§ THE PROBLEM: Please report each line of the data below that contains "following".

§ EXTRACTED RECORDS:

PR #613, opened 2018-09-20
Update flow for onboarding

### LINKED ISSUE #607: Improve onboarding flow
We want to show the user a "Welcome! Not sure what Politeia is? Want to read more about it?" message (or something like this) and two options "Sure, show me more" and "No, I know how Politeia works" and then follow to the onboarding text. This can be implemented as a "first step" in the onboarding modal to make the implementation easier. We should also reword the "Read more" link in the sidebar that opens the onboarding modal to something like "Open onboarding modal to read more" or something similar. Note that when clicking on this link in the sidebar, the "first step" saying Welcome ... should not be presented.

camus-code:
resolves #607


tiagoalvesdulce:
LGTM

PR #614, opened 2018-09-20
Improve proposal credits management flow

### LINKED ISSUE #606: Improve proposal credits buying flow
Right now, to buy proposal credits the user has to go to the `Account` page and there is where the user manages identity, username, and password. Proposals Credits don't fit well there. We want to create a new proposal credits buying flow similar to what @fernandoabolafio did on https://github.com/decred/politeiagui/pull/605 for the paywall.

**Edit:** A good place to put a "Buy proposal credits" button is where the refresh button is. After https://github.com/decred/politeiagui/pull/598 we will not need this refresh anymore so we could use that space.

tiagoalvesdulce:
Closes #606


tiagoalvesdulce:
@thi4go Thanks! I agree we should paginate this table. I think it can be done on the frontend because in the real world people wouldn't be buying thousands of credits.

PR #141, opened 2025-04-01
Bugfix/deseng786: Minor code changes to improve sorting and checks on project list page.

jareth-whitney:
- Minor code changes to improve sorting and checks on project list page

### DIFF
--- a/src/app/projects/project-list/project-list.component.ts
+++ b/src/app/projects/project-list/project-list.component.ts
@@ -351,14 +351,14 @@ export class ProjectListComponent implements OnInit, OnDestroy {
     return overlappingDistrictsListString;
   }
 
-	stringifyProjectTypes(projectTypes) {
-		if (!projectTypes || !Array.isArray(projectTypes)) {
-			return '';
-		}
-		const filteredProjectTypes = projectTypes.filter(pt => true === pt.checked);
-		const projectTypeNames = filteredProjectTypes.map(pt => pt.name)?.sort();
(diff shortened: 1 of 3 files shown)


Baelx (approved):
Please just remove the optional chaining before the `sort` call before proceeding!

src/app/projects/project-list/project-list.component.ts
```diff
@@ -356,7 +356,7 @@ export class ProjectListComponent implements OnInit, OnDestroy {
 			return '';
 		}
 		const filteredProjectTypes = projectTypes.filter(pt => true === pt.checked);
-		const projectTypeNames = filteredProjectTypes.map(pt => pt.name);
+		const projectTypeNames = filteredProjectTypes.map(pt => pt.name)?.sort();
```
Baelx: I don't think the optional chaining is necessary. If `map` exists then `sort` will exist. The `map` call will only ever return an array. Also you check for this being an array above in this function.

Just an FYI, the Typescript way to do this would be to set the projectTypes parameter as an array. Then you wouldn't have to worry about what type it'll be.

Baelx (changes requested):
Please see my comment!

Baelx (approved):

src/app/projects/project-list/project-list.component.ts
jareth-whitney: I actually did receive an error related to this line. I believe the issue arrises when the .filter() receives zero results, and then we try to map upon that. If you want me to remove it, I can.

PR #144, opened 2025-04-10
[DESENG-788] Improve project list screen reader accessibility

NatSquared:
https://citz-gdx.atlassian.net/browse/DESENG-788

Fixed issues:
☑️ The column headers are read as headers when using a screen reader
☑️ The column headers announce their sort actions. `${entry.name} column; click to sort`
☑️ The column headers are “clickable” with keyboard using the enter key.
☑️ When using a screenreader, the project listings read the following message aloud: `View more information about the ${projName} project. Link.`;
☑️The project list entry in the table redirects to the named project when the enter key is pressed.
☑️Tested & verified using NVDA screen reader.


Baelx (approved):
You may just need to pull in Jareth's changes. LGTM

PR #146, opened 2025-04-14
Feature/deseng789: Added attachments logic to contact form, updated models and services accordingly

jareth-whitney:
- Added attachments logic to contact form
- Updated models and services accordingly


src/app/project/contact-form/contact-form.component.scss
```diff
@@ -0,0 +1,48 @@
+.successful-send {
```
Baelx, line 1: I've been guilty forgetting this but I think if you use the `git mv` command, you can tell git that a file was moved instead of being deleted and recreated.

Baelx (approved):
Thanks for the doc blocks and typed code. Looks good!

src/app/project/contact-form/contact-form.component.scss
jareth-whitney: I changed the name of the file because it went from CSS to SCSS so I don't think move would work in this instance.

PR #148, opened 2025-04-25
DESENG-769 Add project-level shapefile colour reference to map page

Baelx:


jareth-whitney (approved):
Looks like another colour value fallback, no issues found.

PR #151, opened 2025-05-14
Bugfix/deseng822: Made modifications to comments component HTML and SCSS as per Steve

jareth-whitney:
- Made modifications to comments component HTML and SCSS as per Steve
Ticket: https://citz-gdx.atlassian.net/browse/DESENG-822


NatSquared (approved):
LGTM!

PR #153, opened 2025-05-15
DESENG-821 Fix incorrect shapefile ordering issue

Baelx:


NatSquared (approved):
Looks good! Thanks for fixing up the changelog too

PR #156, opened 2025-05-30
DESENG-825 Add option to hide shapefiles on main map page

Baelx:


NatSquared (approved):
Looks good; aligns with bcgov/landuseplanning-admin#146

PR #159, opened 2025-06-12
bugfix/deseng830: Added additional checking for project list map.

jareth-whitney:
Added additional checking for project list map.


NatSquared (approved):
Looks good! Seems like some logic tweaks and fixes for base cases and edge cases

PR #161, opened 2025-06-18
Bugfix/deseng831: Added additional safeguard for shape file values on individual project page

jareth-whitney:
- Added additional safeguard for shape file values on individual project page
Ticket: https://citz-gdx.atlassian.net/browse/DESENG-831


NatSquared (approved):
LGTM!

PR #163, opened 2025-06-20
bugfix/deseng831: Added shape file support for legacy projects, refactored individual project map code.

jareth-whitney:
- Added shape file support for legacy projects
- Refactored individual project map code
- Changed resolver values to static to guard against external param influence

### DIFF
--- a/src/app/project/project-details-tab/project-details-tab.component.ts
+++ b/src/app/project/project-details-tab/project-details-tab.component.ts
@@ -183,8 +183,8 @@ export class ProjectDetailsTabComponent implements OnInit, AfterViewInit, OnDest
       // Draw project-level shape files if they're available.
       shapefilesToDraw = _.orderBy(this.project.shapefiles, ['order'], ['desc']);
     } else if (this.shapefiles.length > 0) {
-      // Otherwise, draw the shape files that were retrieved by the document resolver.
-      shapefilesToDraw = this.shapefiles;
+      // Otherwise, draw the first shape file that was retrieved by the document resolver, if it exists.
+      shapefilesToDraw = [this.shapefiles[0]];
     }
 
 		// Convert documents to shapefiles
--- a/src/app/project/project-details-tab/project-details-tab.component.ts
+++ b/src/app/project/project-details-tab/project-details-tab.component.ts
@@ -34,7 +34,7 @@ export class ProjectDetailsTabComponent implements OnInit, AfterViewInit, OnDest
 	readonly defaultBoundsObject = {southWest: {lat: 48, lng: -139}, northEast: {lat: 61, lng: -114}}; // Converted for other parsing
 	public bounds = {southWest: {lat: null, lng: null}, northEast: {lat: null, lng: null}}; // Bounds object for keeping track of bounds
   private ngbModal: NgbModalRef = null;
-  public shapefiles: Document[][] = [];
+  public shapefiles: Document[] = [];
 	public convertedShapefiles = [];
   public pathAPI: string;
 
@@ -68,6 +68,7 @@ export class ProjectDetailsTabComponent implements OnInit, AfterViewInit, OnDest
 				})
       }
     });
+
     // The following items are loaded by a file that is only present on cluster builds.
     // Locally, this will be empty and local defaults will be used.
--
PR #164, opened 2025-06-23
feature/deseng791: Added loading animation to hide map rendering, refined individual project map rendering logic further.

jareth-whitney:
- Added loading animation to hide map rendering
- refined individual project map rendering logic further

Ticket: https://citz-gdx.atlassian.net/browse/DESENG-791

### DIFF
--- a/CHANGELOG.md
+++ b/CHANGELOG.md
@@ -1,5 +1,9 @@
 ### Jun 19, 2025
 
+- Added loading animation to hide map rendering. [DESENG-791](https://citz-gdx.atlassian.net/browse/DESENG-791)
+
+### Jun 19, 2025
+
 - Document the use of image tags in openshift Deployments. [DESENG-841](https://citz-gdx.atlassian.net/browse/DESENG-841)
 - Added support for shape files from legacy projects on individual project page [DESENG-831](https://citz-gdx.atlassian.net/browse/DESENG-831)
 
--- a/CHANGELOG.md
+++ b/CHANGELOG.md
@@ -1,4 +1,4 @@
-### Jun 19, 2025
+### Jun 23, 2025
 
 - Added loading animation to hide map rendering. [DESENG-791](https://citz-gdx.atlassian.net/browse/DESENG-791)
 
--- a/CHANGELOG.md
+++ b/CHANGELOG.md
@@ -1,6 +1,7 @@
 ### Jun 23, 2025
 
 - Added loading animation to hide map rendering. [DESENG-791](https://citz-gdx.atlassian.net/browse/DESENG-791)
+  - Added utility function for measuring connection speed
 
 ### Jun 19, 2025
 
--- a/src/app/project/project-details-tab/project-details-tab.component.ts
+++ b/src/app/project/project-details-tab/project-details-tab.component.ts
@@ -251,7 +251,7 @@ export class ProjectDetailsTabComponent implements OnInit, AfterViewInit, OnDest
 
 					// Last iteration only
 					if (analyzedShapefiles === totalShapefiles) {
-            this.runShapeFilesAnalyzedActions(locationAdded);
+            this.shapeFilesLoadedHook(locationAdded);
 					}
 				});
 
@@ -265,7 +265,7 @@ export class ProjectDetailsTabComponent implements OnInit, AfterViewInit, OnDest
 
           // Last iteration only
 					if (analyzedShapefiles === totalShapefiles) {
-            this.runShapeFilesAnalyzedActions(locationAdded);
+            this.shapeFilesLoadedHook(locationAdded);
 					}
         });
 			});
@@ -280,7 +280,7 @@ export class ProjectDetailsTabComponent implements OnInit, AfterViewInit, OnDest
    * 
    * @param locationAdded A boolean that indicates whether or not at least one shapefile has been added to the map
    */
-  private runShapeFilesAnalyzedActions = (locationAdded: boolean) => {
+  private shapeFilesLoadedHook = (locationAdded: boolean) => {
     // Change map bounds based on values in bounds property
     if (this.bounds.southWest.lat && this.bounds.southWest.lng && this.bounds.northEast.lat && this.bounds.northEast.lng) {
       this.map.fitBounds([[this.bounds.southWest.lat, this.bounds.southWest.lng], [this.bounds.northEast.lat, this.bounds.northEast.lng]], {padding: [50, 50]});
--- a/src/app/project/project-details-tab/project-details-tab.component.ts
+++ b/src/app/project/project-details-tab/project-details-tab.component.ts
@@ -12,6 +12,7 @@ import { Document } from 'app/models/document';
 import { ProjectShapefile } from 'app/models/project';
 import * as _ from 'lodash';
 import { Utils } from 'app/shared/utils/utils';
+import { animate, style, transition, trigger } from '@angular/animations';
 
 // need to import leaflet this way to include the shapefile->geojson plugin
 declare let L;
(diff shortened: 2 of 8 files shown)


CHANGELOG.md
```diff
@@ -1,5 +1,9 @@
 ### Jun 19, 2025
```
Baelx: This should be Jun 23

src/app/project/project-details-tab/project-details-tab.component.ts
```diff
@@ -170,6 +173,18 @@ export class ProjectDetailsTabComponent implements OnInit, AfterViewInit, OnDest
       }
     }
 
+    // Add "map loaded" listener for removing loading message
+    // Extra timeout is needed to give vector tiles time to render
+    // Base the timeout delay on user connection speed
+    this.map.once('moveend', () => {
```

§ RESPONSE BOX:
☑️ When using a screenreader, the project listings read the following message aloud: `View more information about the ${projName} project. Link.`;
     // The following items are loaded by a file that is only present on cluster builds.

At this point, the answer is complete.